**Data shown**
[Start of Attachment]
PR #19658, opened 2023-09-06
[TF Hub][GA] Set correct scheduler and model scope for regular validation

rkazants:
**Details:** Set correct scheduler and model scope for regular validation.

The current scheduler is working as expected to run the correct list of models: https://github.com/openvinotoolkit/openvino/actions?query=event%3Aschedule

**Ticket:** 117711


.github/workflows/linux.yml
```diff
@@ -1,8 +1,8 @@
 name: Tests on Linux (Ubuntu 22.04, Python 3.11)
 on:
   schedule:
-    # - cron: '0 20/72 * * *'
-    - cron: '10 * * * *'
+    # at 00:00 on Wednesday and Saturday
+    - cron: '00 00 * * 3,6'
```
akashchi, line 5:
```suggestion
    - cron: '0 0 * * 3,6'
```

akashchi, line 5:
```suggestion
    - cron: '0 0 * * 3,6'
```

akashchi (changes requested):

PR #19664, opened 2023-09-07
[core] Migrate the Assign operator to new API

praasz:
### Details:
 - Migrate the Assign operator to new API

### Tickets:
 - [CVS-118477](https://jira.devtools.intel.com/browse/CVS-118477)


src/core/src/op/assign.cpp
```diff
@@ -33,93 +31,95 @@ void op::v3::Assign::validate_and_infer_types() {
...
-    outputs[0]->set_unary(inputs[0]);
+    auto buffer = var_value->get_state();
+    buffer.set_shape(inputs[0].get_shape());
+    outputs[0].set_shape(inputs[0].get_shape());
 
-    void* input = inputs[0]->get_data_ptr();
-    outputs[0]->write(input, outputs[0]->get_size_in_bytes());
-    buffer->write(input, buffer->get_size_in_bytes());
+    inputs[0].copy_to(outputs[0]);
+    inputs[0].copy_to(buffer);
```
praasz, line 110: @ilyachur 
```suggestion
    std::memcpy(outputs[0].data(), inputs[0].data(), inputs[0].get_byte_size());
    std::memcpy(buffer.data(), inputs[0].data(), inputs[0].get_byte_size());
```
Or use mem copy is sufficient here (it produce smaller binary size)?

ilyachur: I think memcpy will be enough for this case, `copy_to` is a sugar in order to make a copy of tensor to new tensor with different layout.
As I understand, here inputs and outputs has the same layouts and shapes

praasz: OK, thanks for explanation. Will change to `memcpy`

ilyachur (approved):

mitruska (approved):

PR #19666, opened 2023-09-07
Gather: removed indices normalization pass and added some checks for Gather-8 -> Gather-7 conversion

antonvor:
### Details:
[End of Attachment]
[Start of Attachment]
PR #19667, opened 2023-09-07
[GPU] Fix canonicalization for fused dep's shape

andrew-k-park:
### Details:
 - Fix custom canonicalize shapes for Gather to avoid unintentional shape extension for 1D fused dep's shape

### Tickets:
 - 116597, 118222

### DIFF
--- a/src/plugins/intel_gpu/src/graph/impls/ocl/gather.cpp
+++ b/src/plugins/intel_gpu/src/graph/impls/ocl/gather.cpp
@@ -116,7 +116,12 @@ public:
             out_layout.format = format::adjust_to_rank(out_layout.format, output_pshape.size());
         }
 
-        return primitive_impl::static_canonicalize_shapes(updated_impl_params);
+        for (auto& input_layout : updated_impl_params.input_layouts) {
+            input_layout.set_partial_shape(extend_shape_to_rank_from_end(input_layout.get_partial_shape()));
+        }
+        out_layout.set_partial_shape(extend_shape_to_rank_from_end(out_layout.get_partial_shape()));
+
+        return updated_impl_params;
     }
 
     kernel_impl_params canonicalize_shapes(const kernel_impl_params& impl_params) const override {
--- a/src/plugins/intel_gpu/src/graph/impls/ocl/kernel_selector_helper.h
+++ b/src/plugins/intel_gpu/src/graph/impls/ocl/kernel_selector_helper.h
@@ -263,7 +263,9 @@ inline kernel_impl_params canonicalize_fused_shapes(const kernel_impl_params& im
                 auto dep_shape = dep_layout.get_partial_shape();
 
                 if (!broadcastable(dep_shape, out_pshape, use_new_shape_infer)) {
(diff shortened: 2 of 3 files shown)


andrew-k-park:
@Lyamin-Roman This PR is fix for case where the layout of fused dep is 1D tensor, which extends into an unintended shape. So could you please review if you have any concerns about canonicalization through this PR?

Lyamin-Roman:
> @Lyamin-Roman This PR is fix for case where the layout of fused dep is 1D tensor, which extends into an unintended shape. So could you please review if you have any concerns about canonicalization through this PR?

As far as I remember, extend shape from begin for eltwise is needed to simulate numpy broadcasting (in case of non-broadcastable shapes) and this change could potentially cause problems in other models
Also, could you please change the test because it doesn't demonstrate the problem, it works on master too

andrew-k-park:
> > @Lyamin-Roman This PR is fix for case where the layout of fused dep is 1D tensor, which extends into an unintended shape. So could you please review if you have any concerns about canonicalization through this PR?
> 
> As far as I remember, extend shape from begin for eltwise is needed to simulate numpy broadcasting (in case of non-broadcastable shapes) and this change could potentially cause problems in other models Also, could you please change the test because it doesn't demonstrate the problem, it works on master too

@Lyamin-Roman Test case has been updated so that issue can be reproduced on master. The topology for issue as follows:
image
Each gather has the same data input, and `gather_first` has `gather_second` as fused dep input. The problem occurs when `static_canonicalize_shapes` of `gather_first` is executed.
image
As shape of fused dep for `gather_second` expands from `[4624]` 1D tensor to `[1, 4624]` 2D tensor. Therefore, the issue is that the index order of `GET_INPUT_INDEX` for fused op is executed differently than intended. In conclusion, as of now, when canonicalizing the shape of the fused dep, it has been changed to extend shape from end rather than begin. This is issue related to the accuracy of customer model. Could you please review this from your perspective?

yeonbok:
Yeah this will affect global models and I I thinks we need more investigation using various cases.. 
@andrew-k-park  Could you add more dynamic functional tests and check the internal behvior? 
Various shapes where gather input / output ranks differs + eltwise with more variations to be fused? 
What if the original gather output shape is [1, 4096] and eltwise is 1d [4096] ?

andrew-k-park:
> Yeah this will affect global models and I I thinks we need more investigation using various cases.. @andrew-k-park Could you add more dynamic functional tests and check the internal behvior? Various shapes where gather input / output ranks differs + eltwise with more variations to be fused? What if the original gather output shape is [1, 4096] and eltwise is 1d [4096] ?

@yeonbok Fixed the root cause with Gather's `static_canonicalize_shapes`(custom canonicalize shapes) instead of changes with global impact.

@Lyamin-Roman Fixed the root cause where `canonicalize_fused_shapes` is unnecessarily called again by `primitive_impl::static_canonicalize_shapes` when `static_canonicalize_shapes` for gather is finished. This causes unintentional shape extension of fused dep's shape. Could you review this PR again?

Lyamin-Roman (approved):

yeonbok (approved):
[End of Attachment]
[Start of Attachment]
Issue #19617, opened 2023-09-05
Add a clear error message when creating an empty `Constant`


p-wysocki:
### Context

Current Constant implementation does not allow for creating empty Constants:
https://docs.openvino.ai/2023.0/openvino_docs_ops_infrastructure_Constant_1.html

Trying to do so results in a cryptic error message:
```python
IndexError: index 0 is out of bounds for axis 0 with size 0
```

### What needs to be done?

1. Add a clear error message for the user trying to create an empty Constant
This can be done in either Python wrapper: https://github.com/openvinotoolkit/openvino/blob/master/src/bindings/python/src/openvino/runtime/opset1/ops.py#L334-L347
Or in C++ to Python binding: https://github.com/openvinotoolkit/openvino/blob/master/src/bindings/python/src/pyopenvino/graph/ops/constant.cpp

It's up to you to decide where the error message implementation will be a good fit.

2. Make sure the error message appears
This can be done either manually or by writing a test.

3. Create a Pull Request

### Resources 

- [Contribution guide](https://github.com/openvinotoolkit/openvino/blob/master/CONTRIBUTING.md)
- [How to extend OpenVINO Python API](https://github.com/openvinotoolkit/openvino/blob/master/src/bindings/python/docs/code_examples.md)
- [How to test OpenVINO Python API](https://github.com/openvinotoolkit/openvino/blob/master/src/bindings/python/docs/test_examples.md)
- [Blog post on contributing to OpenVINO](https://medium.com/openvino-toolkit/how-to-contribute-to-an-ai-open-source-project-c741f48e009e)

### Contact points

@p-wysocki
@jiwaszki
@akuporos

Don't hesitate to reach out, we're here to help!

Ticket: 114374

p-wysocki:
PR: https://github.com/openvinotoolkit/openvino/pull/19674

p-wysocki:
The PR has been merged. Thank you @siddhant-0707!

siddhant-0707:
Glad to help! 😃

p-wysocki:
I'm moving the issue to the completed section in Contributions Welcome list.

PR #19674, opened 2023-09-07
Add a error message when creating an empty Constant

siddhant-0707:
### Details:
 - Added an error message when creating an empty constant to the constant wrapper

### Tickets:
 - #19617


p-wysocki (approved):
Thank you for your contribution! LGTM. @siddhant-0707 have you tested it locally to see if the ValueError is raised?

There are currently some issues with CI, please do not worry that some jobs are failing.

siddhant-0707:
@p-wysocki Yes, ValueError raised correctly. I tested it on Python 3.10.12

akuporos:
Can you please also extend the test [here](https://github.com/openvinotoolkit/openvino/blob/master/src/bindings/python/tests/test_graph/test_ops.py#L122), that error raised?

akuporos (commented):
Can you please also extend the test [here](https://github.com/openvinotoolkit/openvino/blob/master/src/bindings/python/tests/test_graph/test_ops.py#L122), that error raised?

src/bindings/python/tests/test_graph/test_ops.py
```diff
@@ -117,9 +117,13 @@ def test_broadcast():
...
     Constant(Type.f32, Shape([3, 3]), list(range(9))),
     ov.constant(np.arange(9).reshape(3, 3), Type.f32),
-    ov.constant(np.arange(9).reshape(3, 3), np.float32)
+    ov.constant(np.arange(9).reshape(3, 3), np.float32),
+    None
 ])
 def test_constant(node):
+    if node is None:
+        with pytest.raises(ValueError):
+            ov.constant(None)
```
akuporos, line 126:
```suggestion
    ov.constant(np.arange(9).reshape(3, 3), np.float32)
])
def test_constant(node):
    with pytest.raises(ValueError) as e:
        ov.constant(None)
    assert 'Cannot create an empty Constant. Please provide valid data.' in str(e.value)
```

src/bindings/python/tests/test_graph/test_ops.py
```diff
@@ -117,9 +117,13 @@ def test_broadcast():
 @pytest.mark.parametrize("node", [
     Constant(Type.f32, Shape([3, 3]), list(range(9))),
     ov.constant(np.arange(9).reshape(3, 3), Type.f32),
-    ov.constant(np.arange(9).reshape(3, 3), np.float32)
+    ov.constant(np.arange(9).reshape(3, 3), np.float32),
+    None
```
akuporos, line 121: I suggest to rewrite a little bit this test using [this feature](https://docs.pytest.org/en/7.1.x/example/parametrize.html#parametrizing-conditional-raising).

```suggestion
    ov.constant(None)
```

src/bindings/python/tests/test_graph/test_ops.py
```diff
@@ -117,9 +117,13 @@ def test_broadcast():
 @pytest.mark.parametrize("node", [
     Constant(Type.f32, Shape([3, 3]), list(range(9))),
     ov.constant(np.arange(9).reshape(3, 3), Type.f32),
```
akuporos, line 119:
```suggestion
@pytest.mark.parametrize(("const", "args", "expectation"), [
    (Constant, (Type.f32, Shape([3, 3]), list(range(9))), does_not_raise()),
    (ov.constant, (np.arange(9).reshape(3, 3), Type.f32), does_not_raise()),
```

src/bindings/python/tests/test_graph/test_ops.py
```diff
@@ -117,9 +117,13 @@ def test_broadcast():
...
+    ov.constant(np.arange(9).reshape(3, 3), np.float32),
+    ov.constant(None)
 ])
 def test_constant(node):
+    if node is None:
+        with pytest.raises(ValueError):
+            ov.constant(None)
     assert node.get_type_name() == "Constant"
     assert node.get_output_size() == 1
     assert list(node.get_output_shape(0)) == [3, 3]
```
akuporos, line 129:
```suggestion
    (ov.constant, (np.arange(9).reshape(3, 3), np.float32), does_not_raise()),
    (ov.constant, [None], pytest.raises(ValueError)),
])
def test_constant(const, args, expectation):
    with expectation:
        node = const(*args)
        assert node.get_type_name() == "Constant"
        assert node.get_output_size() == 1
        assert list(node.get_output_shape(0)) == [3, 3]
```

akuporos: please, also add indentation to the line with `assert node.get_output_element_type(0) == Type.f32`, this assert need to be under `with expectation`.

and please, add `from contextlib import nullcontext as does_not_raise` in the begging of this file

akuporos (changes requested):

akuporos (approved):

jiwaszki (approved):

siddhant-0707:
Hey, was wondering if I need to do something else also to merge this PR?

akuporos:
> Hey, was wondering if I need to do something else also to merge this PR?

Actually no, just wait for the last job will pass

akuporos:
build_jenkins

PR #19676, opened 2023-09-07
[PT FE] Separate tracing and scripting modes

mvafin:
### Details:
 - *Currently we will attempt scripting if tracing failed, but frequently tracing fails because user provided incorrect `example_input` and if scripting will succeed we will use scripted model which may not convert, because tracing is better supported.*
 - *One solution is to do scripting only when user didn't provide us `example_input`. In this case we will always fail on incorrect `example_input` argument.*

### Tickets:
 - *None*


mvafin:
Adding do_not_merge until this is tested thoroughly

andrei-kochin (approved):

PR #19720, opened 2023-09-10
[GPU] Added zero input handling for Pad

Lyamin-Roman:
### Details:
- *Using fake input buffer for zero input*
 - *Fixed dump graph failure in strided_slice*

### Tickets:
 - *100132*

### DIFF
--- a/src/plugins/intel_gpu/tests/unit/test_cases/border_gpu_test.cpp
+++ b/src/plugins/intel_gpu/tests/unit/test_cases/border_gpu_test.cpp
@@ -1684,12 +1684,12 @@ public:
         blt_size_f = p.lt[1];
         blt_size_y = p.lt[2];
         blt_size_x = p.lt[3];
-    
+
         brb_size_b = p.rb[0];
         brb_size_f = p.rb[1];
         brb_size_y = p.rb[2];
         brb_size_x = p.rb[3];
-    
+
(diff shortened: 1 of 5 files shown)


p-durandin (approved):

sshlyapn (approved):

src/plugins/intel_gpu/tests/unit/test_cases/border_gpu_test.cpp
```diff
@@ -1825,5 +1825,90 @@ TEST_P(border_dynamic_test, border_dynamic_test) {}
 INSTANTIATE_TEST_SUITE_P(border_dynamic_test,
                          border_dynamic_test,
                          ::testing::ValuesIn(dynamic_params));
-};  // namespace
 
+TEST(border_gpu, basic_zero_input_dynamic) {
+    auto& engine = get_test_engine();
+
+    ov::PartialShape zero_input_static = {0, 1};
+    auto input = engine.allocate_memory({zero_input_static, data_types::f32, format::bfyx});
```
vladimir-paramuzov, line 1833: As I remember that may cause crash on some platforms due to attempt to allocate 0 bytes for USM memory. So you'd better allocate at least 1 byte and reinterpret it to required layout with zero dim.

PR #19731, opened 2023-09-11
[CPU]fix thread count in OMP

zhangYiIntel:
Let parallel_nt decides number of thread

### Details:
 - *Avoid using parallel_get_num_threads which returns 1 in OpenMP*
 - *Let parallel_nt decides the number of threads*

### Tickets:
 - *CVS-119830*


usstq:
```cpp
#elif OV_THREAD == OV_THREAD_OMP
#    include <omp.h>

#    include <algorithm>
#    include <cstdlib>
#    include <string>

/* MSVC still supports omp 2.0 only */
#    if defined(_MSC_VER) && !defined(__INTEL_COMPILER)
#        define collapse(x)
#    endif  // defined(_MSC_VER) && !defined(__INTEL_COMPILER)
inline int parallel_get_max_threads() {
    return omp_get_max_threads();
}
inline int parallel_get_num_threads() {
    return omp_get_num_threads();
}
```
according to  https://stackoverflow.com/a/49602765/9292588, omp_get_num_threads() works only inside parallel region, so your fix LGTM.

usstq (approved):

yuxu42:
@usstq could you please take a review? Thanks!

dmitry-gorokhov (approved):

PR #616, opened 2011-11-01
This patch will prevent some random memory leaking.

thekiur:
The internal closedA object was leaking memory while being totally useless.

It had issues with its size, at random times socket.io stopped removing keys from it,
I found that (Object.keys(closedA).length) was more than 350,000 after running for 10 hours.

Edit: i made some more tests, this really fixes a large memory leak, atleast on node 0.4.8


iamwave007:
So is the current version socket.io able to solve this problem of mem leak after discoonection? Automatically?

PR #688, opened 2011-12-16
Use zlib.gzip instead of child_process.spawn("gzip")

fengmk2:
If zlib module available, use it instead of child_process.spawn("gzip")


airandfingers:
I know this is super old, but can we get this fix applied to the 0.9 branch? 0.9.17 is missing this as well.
[End of Attachment]
**Task details**
Your answer should be a single number: the count of lines in the entries that hold the string "something".

**Exercise output**
2